Inverse matrix

The transpose of the matrix obtained by replacing the element of the square matrix A by the corresponding cofactor is called adjoint of the matrix of A and it denote by adj(A)

A square matrix A is said to be an invertible matrix if there exist a square matrix B such that AB = BA = I the matrix B is called invers of A matrix and it denoted by A⁻¹.

If A is an inversible then \({{A}^{-1}}=\frac{adj(A)}{\det (A)}\) .

Example: find the adjoint and inverses of the following matrices

1) \(A=\left[ \begin{matrix} 2 & -3 \\ 4 & 6 \\\end{matrix} \right]\).

Solution: Given that \(A=\left[ \begin{matrix} 2 & -3 \\ 4 & 6 \\\end{matrix} \right]\),

\(A=\left[ \begin{matrix} a & b \\ c & d \\\end{matrix} \right]=\left[ \begin{matrix} 2 & -3 \\ 4 & 6 \\\end{matrix} \right]\),

\(adj(A)=\left[ \begin{matrix} d & -b \\ -c & d \\\end{matrix} \right]=\left[ \begin{matrix}6 & 3 \\ -4 & 2 \\\end{matrix} \right]\),

|A| = 12 – (- 12) = 24

\({{A}^{-1}}=\frac{adj(A)}{\det (A)}=\frac{1}{24}\left[ \begin{matrix} 6 & 3 \\ -4 & 2 \\\end{matrix} \right]\).

2) \(A=\left[ \begin{matrix} 1 & 0 \\ 0 & 1 \\\end{matrix} \right]\).

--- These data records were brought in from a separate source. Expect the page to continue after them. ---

PR #4165, opened 2022-12-02
 CI: Echidna tests for Aliasing

maurelian:
This PR adds a simple echidna test which tests an address aliasing round trip.

It also does some basic scaffolding to lay the groundwork for forthcoming echidna tests.

PR #4166, opened 2022-12-02
ctb: Add echidna tests for Burn

maurelian:
Adds echidna fuzz tests for Burn.sol.


maurelian:
* develop
  * **PR #4165** <a href="https://app.graphite.dev/github/pr/ethereum-optimism/optimism/4165" target="_blank">Graphite</a> 
    * **PR #4166** <a href="https://app.graphite.dev/github/pr/ethereum-optimism/optimism/4166" target="_blank">Graphite</a>  👈

This comment was auto-generated by [Graphite](https://app.graphite.dev/github/pr/ethereum-optimism/optimism/4166?utm_source=stack-comment).

packages/contracts-bedrock/contracts/echidna/FuzzBurn.sol
```diff
@@ -0,0 +1,59 @@
...
+     */
+    function testBurn(uint256 _value) public {
+        // cache the contract's eth balance
+        uint256 preBurnBalance = address(this).balance;
+
+        // execute a burn of _value eth
+        // (may way to add guardrails to this value rather than a truly unbounded uint256)
+        Burn.eth(_value);
+
+        // check that exactly _value eth was transfered from the contract
```
tynes, line 21: Do reverts for underflow not matter here?

maurelian: Oh, that's a great question. I think it's probably unreachable here, but regardless we should account for it.

maurelian: To address this I: 
1. Added a `bound()` to prevent overflow.
2. Put the invariant evaluation statements into `unchecked` blocks, and added an underflow check where necessary.

.circleci/config.yml
```diff
@@ -817,6 +822,15 @@ workflows:
           echidna_target: aliasing
           requires:
             - bedrock-echidna-build
+      - bedrock-echidna-run:
+          echidna_target: "burn:eth"
+          requires:
+            - bedrock-echidna-build
+      - bedrock-echidna-run:
+          echidna_target: "burn:gas"
+          size: 2xlarge
```
maurelian, line 831: the gas burn test seems to be a memory hog. This is the minimum size (32 gb) that will handle it.

packages/contracts-bedrock/contracts/echidna/FuzzBurn.sol
```diff
@@ -0,0 +1,71 @@
...
+     * @notice Takes an integer amount of eth to burn through the Burn library and
+     * updates the contract state if an incorrect amount of eth moved from the contract
+     */
+    function testBurn(uint256 _value) public {
+        // cache the contract's eth balance
+        uint256 preBurnBalance = address(this).balance;
+        uint256 value = bound(_value, 0, preBurnBalance);
+
+        // execute a burn of _value eth
+        Burn.eth(value);
```
smartcontracts, line 19: Not sure if this is easily testable here, but we *do* rely (in the actual contracts, not here) on the EVM behavior that `Burn.eth` does actually *burn* the ETH by removing it from the total supply rather than locking it into some other address.

packages/contracts-bedrock/contracts/echidna/FuzzBurn.sol
```diff
@@ -0,0 +1,71 @@
...
+    bool failedGasBurn;
+
+    /**
+     * @notice Takes an integer amount of gas to burn through the Burn library and
+     * updates the contract state if at least that amount of gas was not burned
+     * by the library
+     */
+    function testGas(uint256 _value) public {
+        // cap the value to the max resource limit
+        uint256 MAX_RESOURCE_LIMIT = 8_000_000;
```
smartcontracts, line 45: Implicit assumption here that the amount of gas available is at least 8m + some buffer to get to the end of execution safely.

packages/contracts-bedrock/contracts/echidna/FuzzBurn.sol
maurelian: yeah, I considered that but don't think we can test it. 
The best we could do, afaict, would be to change this function to return the address of `Burner`, then verify that that address is empty in a future block. But I don't think that's necessary.

https://github.com/ethereum-optimism/optimism/blob/0ac0098559bb4e918491af2bbc75adf1ddf1974a/packages/contracts-bedrock/contracts/libraries/Burn.sol#L14-L16

packages/contracts-bedrock/contracts/echidna/FuzzBurn.sol
maurelian: Well, I think the assumption is that it's at least `value` which is set below by modulating the argument into the range [0,MAX_RESOURCE_LIMIT].

Either way, if there's insufficient gas this whole thing will revert, which I think should be fine (echidna doesn't treat that as a failure).

smartcontracts (approved):

PR #4172, opened 2022-12-02
ctb: Add unit tests from SystemConfig

maurelian:
**Description**

Add System Config tests.

**Metadata**
- ENG-2949


mslipper:
Looks like we're missing the gas snapshot.

packages/contracts-bedrock/contracts/test/SystemConfig.t.sol
```diff
@@ -0,0 +1,117 @@
...
+
+        vm.expectEmit(true, true, true, true);
+        emit ConfigUpdate(
+            0,
+            SystemConfig.UpdateType.GAS_CONFIG,
+            abi.encode(newOverhead, newScalar)
+        );
+
+        vm.prank(alice);
+        sysConf.setGasConfig(newOverhead, newScalar);
```
clabby, line 87: Add check that the `overhead` + `scalar` was set correctly

```suggestion
        sysConf.setGasConfig(newOverhead, newScalar);
        assertEq(sysConf.overhead(), newOverhead);
        assertEq(sysConf.scalar(), newScalar);
```

clabby (changes requested):
Looks good. For completeness, may want to `vm.expectEmit` the `ConfigUpdate` event in the fuzz tests as well, but not necessary.

clabby (approved):

packages/contracts-bedrock/contracts/test/SystemConfig.t.sol
```diff
@@ -0,0 +1,94 @@
...
+
+contract SystemConfig_Initialize_TestFail is CommonTest {
+    function test_initialize_lowGasLimit_reverts() external {
+        vm.expectRevert("SystemConfig: gas limit too low");
+        new SystemConfig({
+            _owner: alice,
+            _overhead: 0,
+            _scalar: 0,
+            _batcherHash: bytes32(hex""),
+            _gasLimit: 7_999_999
```
tynes, line 29: I don't love how `7_999_999` is a magic value - it should have a comment as to how this value was picked

packages/contracts-bedrock/contracts/test/SystemConfig.t.sol
```diff
@@ -0,0 +1,94 @@
...
+
+    function testFuzz_setGasConfig_succeeds(uint256 newOverhead, uint256 newScalar) external {
+        vm.expectEmit(true, true, true, true);
+        emit ConfigUpdate(
+            0,
+            SystemConfig.UpdateType.GAS_CONFIG,
+            abi.encode(newOverhead, newScalar)
+        );
+
+        vm.prank(alice);
```
tynes, line 75: nit: `vm.prank(sysConf.owner())`

Makes it less contextual when reading and decouples the deploy constructor args

tynes (approved):

smartcontracts (approved):

packages/contracts-bedrock/contracts/test/SystemConfig.t.sol
maurelian: good call

packages/contracts-bedrock/contracts/test/SystemConfig.t.sol
maurelian: ok fixed.

PR #4191, opened 2022-12-02
[op-node] Set fallback UDP port

mdehoog:
**Description**

`op-node`'s `p2p.advertise.udp` flag says that it will fallback on `p2p.listen.udp` if not set. However in practice, this does not happen.

This PR adds this fallback.

See https://github.com/ethereum-optimism/optimism/blob/cba069eff6d8951ec3d58f72c089a0bb0b8e1f2d/op-node/flags/p2p_flags.go#L83

**Tests**

I've tested this behavior in an internal devnet. It causes the advertised ENR address to have a UDP key/value pair, as verified by https://enr-viewer.com/.


trianglesphere (approved):
Thanks for finding & fixing this. The test failure looks like a flake. I'll re-run it.

PR #4201, opened 2022-12-04
op-heartbeat: Project setup

mslipper:
Project setup (go.work, go.sum, etc.) for `op-heartbeat`. `op-heartbeat` is the server component that processes heartbeats from the `op-node`. This is used to keep track of which software versions are currently being used on the network. We've had the client side of this implemented in the `op-node` for a while, but never implemented the server. This PR kicks that off so that we can have all this in place once we migrate Goerli.

PR #4200, opened 2022-12-04
op-service: Exit HTTP server more cleanly

mslipper:
Updates `ListenAndServeContext` to prevent a goroutine leak and return `nil` if the context is canceled.

PR #4202, opened 2022-12-04
op-heartbeat: Add implementation

mslipper:
Adds implementation files for `op-heartbeat`. Will add CI integration in a separate PR. Notes:

- The implementation is pretty simple. All it does is receive heartbeats and log their fields to stdout.
- The server uses Prometheus metrics to keep track of the number of heartbeats keyed on chain ID and op-node version. This lets us see how quickly different versions of our software are adopted in production.
- To prevent DDoS attacks on our Prometheus metrics, a whitelist is used to restrict the number of chain IDs and versions that will be created as metrics.
- This package uses `op-service`, so it keeps track of HTTP metrics and support pprof automatically.

We can add additional functionality later; my goal here is to have something basic we can use to track version usage as the number of nodes on the network grows.

Heartbeats are totally optional, and can be disabled by setting `OP_NODE_HEARTBEAT_ENABLED` to false.

### DIFF
--- a/op-heartbeat/flags/flags.go
+++ b/op-heartbeat/flags/flags.go
@@ -1,0 +1,44 @@
+package flags
+
+import (
+	opservice "github.com/ethereum-optimism/optimism/op-service"
+	oplog "github.com/ethereum-optimism/optimism/op-service/log"
+	opmetrics "github.com/ethereum-optimism/optimism/op-service/metrics"
+	"github.com/urfave/cli"
+)
+
+const envPrefix = "OP_HEARTBEAT"
+
+const (
+	HTTPAddrFlagName        = "http.addr"
+	HTTPPortFlagName        = "http.port"
+	HTTPMaxBodySizeFlagName = "http.max-body-size"
+	AllowedChainIDsFlagName = "allowed-chain-ids"
+)
+
+var (
+	HTTPAddrFlag = cli.StringFlag{
+		Name:   HTTPAddrFlagName,
+		Usage:  "Address the server should listen on",
+		Value:  "0.0.0.0",
+		EnvVar: opservice.PrefixEnvVar(envPrefix, "HTTP_ADDR"),
+	}
+	HTTPPortFlag = cli.IntFlag{
+		Name:   HTTPPortFlagName,
+		Usage:  "Port the server should listen on",
+		Value:  8080,
+		EnvVar: opservice.PrefixEnvVar(envPrefix, "HTTP_PORT"),
+	}
+)
+
+var Flags []cli.Flag
+
+func init() {
+	Flags = []cli.Flag{
+		HTTPAddrFlag,
+		HTTPPortFlag,
+	}
+
+	Flags = append(Flags, oplog.CLIFlags(envPrefix)...)
+	Flags = append(Flags, opmetrics.CLIFlags(envPrefix)...)
+}
--- a/op-heartbeat/metrics.go
+++ b/op-heartbeat/metrics.go
@@ -1,0 +1,62 @@
+package op_heartbeat
+
+import (
+	"strconv"
+
+	"github.com/ethereum-optimism/optimism/op-node/heartbeat"
+	"github.com/prometheus/client_golang/prometheus"
+	"github.com/prometheus/client_golang/prometheus/promauto"
+)
+
+const MetricsNamespace = "op_heartbeat"
+
+type Metrics interface {
+	RecordHeartbeat(payload heartbeat.Payload)
+	RecordVersion(version string)
+}
+
+type metrics struct {
+	heartbeats *prometheus.CounterVec
+	version    *prometheus.GaugeVec
+}
+
+func NewMetrics(r *prometheus.Registry) Metrics {
+	m := &metrics{
+		heartbeats: promauto.With(r).NewCounterVec(prometheus.CounterOpts{
+			Namespace: MetricsNamespace,
+			Name:      "heartbeats",
+			Help:      "Counts number of heartbeats by chain ID",
+		}, []string{
+			"chain_id",
+			"version",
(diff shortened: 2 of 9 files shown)


mslipper:
* develop
  * **PR #4200** <a href="https://app.graphite.dev/github/pr/ethereum-optimism/optimism/4200" target="_blank">Graphite</a> 
    * **PR #4201** <a href="https://app.graphite.dev/github/pr/ethereum-optimism/optimism/4201" target="_blank">Graphite</a> 
      * **PR #4202** <a href="https://app.graphite.dev/github/pr/ethereum-optimism/optimism/4202" target="_blank">Graphite</a>  👈

This comment was auto-generated by [Graphite](https://app.graphite.dev/github/pr/ethereum-optimism/optimism/4202?utm_source=stack-comment).

tynes (approved):

trianglesphere (approved):
lgtm. Do you want to add a codeowners for the `op-hearbeat` package?

op-heartbeat/service.go
```diff
@@ -0,0 +1,122 @@
...
+	return httputil.ListenAndServeContext(ctx, server)
+}
+
+func Handler(l log.Logger, maxBodySize int, metrics Metrics) http.HandlerFunc {
+	return func(w http.ResponseWriter, r *http.Request) {
+		innerL := l.New(
+			"xff", r.Header.Get("X-Forwarded-For"),
+			"user_agent", r.Header.Get("User-Agent"),
+			"remote_addr", r.RemoteAddr,
+		)
```
protolambda, line 98: Note to self: we're logging user-input here, but it should be safe, the type is a string and it'll be escaped when encoded for terminal/json. Correct?

op-heartbeat/service.go
```diff
@@ -0,0 +1,122 @@
...
+	metrics := NewMetrics(registry)
+	metrics.RecordVersion(version)
+	handler := Handler(l, cfg.HTTPMaxBodySize, metrics)
+	recorder := opmetrics.NewPromHTTPRecorder(registry, MetricsNamespace)
+	mw := opmetrics.NewHTTPRecordingMiddleware(recorder, handler)
+
+	server := &http.Server{
+		Addr:           net.JoinHostPort(cfg.HTTPAddr, strconv.Itoa(cfg.HTTPPort)),
+		MaxHeaderBytes: cfg.HTTPMaxBodySize,
+		Handler:        mw,
```
protolambda, line 86: We should set `WriteTimeout`, `IdleTimeout`, and `ReadTimeout` (and optionally `ReadHeaderTimeout`), or document that it needs to be put behind some proxy with proper timeouts.

op-heartbeat/metrics.go
```diff
@@ -0,0 +1,62 @@
...
+	} else {
+		chainID = "unknown"
+	}
+	var version string
+	if AllowedVersions[payload.Version] {
+		version = payload.Version
+	} else {
+		version = "unknown"
+	}
+	m.heartbeats.WithLabelValues(chainID, version).Inc()
```
protolambda, line 57: This metric will be far off if one of the nodes starts spamming us at a different interval. Should we use the sender address data (or `X-Forwarded-For` if we use a proxy) to filter, maybe with an LRU of the last 10000 seen IPs, with their last seen timestamp, to check we're not getting spammed?

op-heartbeat/flags/flags.go
```diff
@@ -0,0 +1,51 @@
...
+		Usage:  "Port the server should listen on",
+		Value:  8080,
+		EnvVar: opservice.PrefixEnvVar(envPrefix, "HTTP_PORT"),
+	}
+	HTTPMaxBodySizeFlag = cli.IntFlag{
+		Name:   HTTPMaxBodySizeFlagName,
+		Usage:  "Maximum body size that will be accepted, in bytes",
+		Value:  1024 * 1024,
+		EnvVar: opservice.PrefixEnvVar(envPrefix, "HTTP_MAX_BODY_SIZE"),
+	}
```
protolambda, line 37: Does this really have to be a CLI flag instead of a constant? The data will always be just some version info and a chain-id, right?

op-heartbeat/service.go
```diff
@@ -0,0 +1,122 @@
...
+
+func Handler(l log.Logger, maxBodySize int, metrics Metrics) http.HandlerFunc {
+	return func(w http.ResponseWriter, r *http.Request) {
+		innerL := l.New(
+			"xff", r.Header.Get("X-Forwarded-For"),
+			"user_agent", r.Header.Get("User-Agent"),
+			"remote_addr", r.RemoteAddr,
+		)
+
+		defer r.Body.Close()
```
estensen, line 100: It's not necessary to close the request body

> 	// For server requests, the Request Body is always non-nil
	// but will return EOF immediately when no body is present.
	// The Server will close the request body. The ServeHTTP
	// Handler does not need to.
https://pkg.go.dev/net/http#Request

op-heartbeat/metrics.go
mslipper: Mind if I add this separately? Don't want to make this too complex right now.

op-heartbeat/flags/flags.go
mslipper: Sure, I can simplify to just a constant.

op-heartbeat/service.go
mslipper: It'll be behind a proxy regardless (since it will live in k8s), but I've updated this to add these nonetheless.

trianglesphere:
@mslipper this branch needs an update to fix the devnet tests

mslipper:
Done

protolambda (approved):
LGTM, and I can help pick up the spam issue thing

PR #4206, opened 2022-12-05
feat(ctb): put dictator behind Proxy

smartcontracts:
**Description**
Puts the SystemDictator behind a standard Proxy contract. By putting the SystemDictator behind a proxy, we can work our way out of pretty much any error type. The owner of the proxy will be the controller as defined in the deploy config.


packages/contracts-bedrock/deploy/019-SystemDictatorInit.ts
```diff
@@ -0,0 +1,133 @@
...
+  getContractsFromArtifacts,
+} from '../src/deploy-utils'
+
+const deployFn: DeployFunction = async (hre) => {
+  const { deployer } = await hre.getNamedAccounts()
+
+  let controller = hre.deployConfig.controller
+  if (controller === ethers.constants.AddressZero) {
+    if (hre.network.config.live === false) {
+      console.log(`WARNING!!!`)
```
tynes, line 19: Perhaps a `printWarning(meta: string)` function would be useful

packages/contracts-bedrock/deploy/019-SystemDictatorInit.ts
```diff
@@ -0,0 +1,133 @@
...
+    await assertDictatorConfig(SystemDictator, config)
+  }
+
+  // Update the owner if necessary.
+  if (
+    (await SystemDictatorProxy.callStatic.admin({
+      from: ethers.constants.AddressZero,
+    })) !== controller
+  ) {
+    // Transfer ownership to the controller address.
```
tynes, line 113: A logline would be nice here

tynes:
Looks like something is wrong based on the failing devnet with deployed contracts

```
Error: cannot estimate gas; transaction may fail or may require manual gas limit [ See: https://links.ethers.org/v5-errors-UNPREDICTABLE_GAS_LIMIT ] (reason="execution reverted: L1ChugSplashProxy: implementation is not set yet", method="estimateGas", transaction={"from":"0xf39Fd6e51aad88F6F4ce6aB8827279cffFb92266","to":"0x9fE46736679d2D9a65F0992F2272dE9f3c7fa6e0","data":"0x58a997f6000000000000000000000000a85233c63b9ee964add6f2cffe00fd84eb32338f0000000000000000000000007c6b91d9be155a6db01f749217d76ff02a7227f20000000000000000000000000000000000000000000000000de0b6b3a76400000000000000000000000000000000000000000000000000000000000000030d4000000000000000000000000000000000000000000000000000000000000000a00000000000000000000000000000000000000000000000000000000000000000","accessList":null}, error={"name":"ProviderError","code":3,"_isProviderError":true,"data":"0x08c379a0000000000000000000000000000000000000000000000000000000000000002000000000000000000000000000000000000000000000000000000000000000304c314368756753706c61736850726f78793a20696d706c656d656e746174696f6e206973206e6f74207365742079657400000000000000000000000000000000"}, code=UNPREDICTABLE_GAS_LIMIT, version=providers/5.7.1)

```

Digging in:

> execution reverted: L1ChugSplashProxy: implementation is not set yet

Looking at the calldata

```bash
$ cast 4byte 0x58a997f6
depositERC20(address,address,uint256,uint32,bytes)
```

tynes:
Looks like the `L1StandardBridge` is no longer being configured correctly

packages/contracts-bedrock/deploy/019-SystemDictatorInit.ts
smartcontracts: Can do in another PR

tynes (approved):

PR #4211, opened 2022-12-05
Update op-geth

trianglesphere:
**Description**

Updates op-geth to a migration rehearsal ready version.
I had to modify the genesis creation tools to set the bedrock block number in the chain config for tests to pass as if the optimism config is set, the bedrock block should also
be set.


trianglesphere:
> It looks like somehow `eth_estimateGas` is trying to be forwarded to a historical node when it shouldn't be
> 
> > WARN [12-05|19:16:34.829] Served eth_estimateGas                   reqid=46 duration="39.395µs"  err="no historical RPC is available for this historical (pre-bedrock) execution request"

This was because the `optimism config` was being set inside the chain config, but the bedrock block was not. I added a fix for it & I'm re-running the tests

op-chain-ops/genesis/genesis.go
```diff
@@ -53,6 +53,7 @@ func NewL2Genesis(config *DeployConfig, block *types.Block) (*core.Genesis, erro
 		CancunBlock:                   nil,
 		TerminalTotalDifficulty:       big.NewInt(0),
 		TerminalTotalDifficultyPassed: true,
+		BedrockBlock:                  new(big.Int).SetUint64(uint64(config.L2GenesisBlockNumber)),
```
tynes, line 56: Hmm bedrock block isn't under `Optimism`?

tynes (approved):

op-chain-ops/genesis/genesis.go
trianglesphere: no, it's not. Easier to get to & it matches the other forks better.

protolambda: TBH I like it better to group optimism configurables, it'll make things more maintainable as diff. The consistency with other fork block numbers is nice too though.

mslipper (approved):

PR #4215, opened 2022-12-05
Set bedrock block in migration

trianglesphere:
**Description**

This sets the bedrock fork block number in the stored chain config during the migration.

**Tests**

Not tested.

**Metadata**

- Fixes ENG-3076

### DIFF
--- a/op-chain-ops/genesis/db_migration.go
+++ b/op-chain-ops/genesis/db_migration.go
@@ -200,6 +200,7 @@ func MigrateDB(ldb ethdb.Database, config *DeployConfig, l1Block *types.Block, m
 		EIP1559Denominator: config.EIP1559Denominator,
 		EIP1559Elasticity:  config.EIP1559Elasticity,
 	}
+	cfg.BedrockBlock = bedrockBlock.Number()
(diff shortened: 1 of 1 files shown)


tynes:
Good catch

tynes (approved):

tynes:
If the bedrock block is unset, i feel like `op-geth` should do no forwarding backwards

trianglesphere:
> If the bedrock block is unset, i feel like `op-geth` should do no forwarding backwards

`op-geth` does forwarding if the `optimism` config is active, and the specific block is not a bedrock block. Maybe it should default to bedrock if it's not set, but we'll have it set in the migration & set it at genesis.

mslipper (approved):

tynes:
> > If the bedrock block is unset, i feel like `op-geth` should do no forwarding backwards
> 
> `op-geth` does forwarding if the `optimism` config is active, and the specific block is not a bedrock block. Maybe it should default to bedrock if it's not set, but we'll have it set in the migration & set it at genesis.

I feel like `op-geth` should be able to act exactly like `geth` if the optimism config isn't set

PR #4229, opened 2022-12-05
op-migration: add extra L2OutoutOracle timestamp check

tynes:
**Description**

Errors if the L2OutoutOracle starting timestamp is greater than the L1 block time that is used as the initial L1 origin.

### DIFF
--- a/op-chain-ops/genesis/db_migration.go
+++ b/op-chain-ops/genesis/db_migration.go
@@ -67,6 +67,15 @@ func MigrateDB(ldb ethdb.Database, config *DeployConfig, l1Block *types.Block, m
 		)
 	}
 
+	if uint64(config.L2OutputOracleStartingTimestamp) > l1Block.Time() {
+		return nil, fmt.Errorf(
+			"L2OutputOracleStartingTimestamp (%d) cannot be greater than the L1 block time (%d)",
+			config.L2OutputOracleStartingTimestamp,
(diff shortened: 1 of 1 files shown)


op-chain-ops/genesis/db_migration.go
```diff
@@ -67,6 +67,15 @@ func MigrateDB(ldb ethdb.Database, config *DeployConfig, l1Block *types.Block, m
 		)
 	}
 
+	if uint64(config.L2OutputOracleStartingTimestamp) > l1Block.Time() {
```
trianglesphere, line 70: Is the L2 Output Oracle timestamp the time of the transition blocK? If so this check should be done the other way (transition block timestamp must be >= l1Block timestamp)

tynes: I think this is underspecified - I'm not 100% sure what makes the most sense here. I thought that the deploy param `startingL2Timestamp` for the `L2OutputOracle` should be the same value as the timestamp in the genesis block

tynes: This leads me to believe we shouldn't even have `L2OutputOracleStartingTimestamp` as part of the config

trianglesphere: We could check how it is used in the contract & see if we can relax the constraints there & pull from the L1 block time the L2 genesis time

PR #4230, opened 2022-12-05
op-chain-ops: update script to submit pending withdrawals

tynes:
**Description**

An old an unused script for fetching withdrawals
is updated to instead submit pending withdrawals.

Going to update this to:
- check the execution trace of the withdrawal after it was finalized

Closes ENG-2740


op-chain-ops/cmd/withdrawals/main.go
```diff
@@ -32,64 +43,244 @@ func main() {
...
+			// Get the finalization period
+			finalizationPeriod, err := portal.FINALIZATIONPERIODSECONDS(&bind.CallOpts{})
+			if err != nil {
+				return err
+			}
+
+			future := block.Time() + finalizationPeriod.Uint64() + 1
+			var result bool
+			// TODO: double check this is the correct RPC
+			err = l1RpcClient.Call(&result, "hardhat_setTimestamp", future)
```
tynes, line 254: We can remove this now

tynes: The finalization period should be 2 seconds, we should be able to just wait for it

PR #4232, opened 2022-12-05
contracts-bedrock: add post check L2 hh task

tynes:
**Description**

This task will check that the L2 node was brought up as expected. It can be ran with the following command:

```
$ npx hardhat check-l2 --network $NETWORK
```

The `devnetL2` hardhat network is added to the hardhat config so that this can be developed against a local network very easily.

Closes ENG-3091


packages/contracts-bedrock/tasks/check-l2.ts
```diff
@@ -0,0 +1,628 @@
...
+  // - is behind a proxy
+  // - owner is `address(0)`
+  DeployerWhitelist: async (hre: HardhatRuntimeEnvironment) => {
+    const DeployerWhitelist = await hre.ethers.getContractAt(
+      'DeployerWhitelist',
+      predeploys.DeployerWhitelist
+    )
+
+    const version = await DeployerWhitelist.version()
+    assertSemver(version, 'DeployerWhitelist')
```
smartcontracts, line 128: Nitpick but you could just pass the contract instance in here to avoid having to do `await contract.version()` every time

packages/contracts-bedrock/tasks/check-l2.ts
```diff
@@ -0,0 +1,628 @@
...
+    const OTHER_BRIDGE = await L2StandardBridge.OTHER_BRIDGE()
+    if (OTHER_BRIDGE === hre.ethers.constants.AddressZero) {
+      throw new Error('invalid OTHER_BRIDGE')
+    }
+    logLoud()
+    console.log(`  - OTHER_BRIDGE: ${OTHER_BRIDGE}`)
+    logLoud()
+
+    const MESSENGER = await L2StandardBridge.MESSENGER()
+    if (MESSENGER !== predeploys.L2CrossDomainMessenger) {
```
smartcontracts, line 262: You could use the `assertContractVariable` helper function in `src/deploy-utils` to simplify a few things

packages/contracts-bedrock/tasks/check-l2.ts
```diff
@@ -0,0 +1,628 @@
...
+  // - check REMOTE_TOKEN
+  // - totalSupply should be set to 0
+  LegacyERC20ETH: async (hre: HardhatRuntimeEnvironment) => {
+    const LegacyERC20ETH = await hre.ethers.getContractAt(
+      'LegacyERC20ETH',
+      predeploys.LegacyERC20ETH
+    )
+
+    const name = await LegacyERC20ETH.name()
+    if (name !== 'Ether') {
```
smartcontracts, line 365: General nitpick that node's built-in `assert` is perfect for this sort of stuff. `assert(name === 'Ether', 'name mismatch')`. Although for contract variables specifically you can use `assertContractVariable`.

packages/contracts-bedrock/tasks/check-l2.ts
```diff
@@ -0,0 +1,628 @@
...
+    if (symbol !== 'WETH') {
+      throw new Error('symbol misconfigured')
+    }
+    console.log(`  - symbol: ${symbol}`)
+
+    const decimals = await WETH9.decimals()
+    if (decimals !== 18) {
+      throw new Error('decimals misconfigured')
+    }
+    console.log(`  - decimals: ${decimals}`)
```
smartcontracts, line 424: Mind if we also log the total supply?

packages/contracts-bedrock/tasks/check-l2.ts
```diff
@@ -0,0 +1,628 @@
...
+    const ProxyAdmin = await hre.ethers.getContractAt(
+      'ProxyAdmin',
+      predeploys.ProxyAdmin
+    )
+
+    const owner = await ProxyAdmin.owner()
+    if (owner === hre.ethers.constants.AddressZero) {
+      throw new Error('misconfigured owner')
+    }
+    logLoud()
```
smartcontracts, line 524: Nitpick, based on the way `logLoud` is being used, you could have a function `yell` that looks like:

```ts
const yell = (msg: string) => {
   logLoud()
   console.log(msg)
   logLoud()
}
```

packages/contracts-bedrock/tasks/check-l2.ts
tynes: require vs custom errors lol

packages/contracts-bedrock/tasks/check-l2.ts
tynes: This is a nice util but i need to log the values

tynes:
I've addressed all feedback on this PR

tynes:
This script is currently failing due to some misconfiguration, https://github.com/ethereum-optimism/optimism/pull/4392 fixes the problem

mslipper (approved):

Solution: Given that \(A=\left[ \begin{matrix} 1 & 0 \\ 0 & 1 \\\end{matrix} \right]\),

\(A=\left[ \begin{matrix} a & b \\ c & d \\\end{matrix} \right]=\left[ \begin{matrix} 1 & 0 \\ 0 & 1 \\\end{matrix} \right]\),

\(adj(A)=\left[ \begin{matrix} d & -b \\ -c & d \\\end{matrix} \right]=\left[ \begin{matrix} 1 & 0 \\ 0 & 1 \\\end{matrix} \right]\),

|A| = 1 – 0 = 1

\({{A}^{-1}}=\frac{adj(A)}{\det (A)}=\frac{1}{1}\left[ \begin{matrix} 1 & 0 \\ 0 & 1 \\\end{matrix} \right]\),

\({{A}^{-1}}=\left[ \begin{matrix} 1 & 0 \\ 0 & 1 \\\end{matrix} \right]\).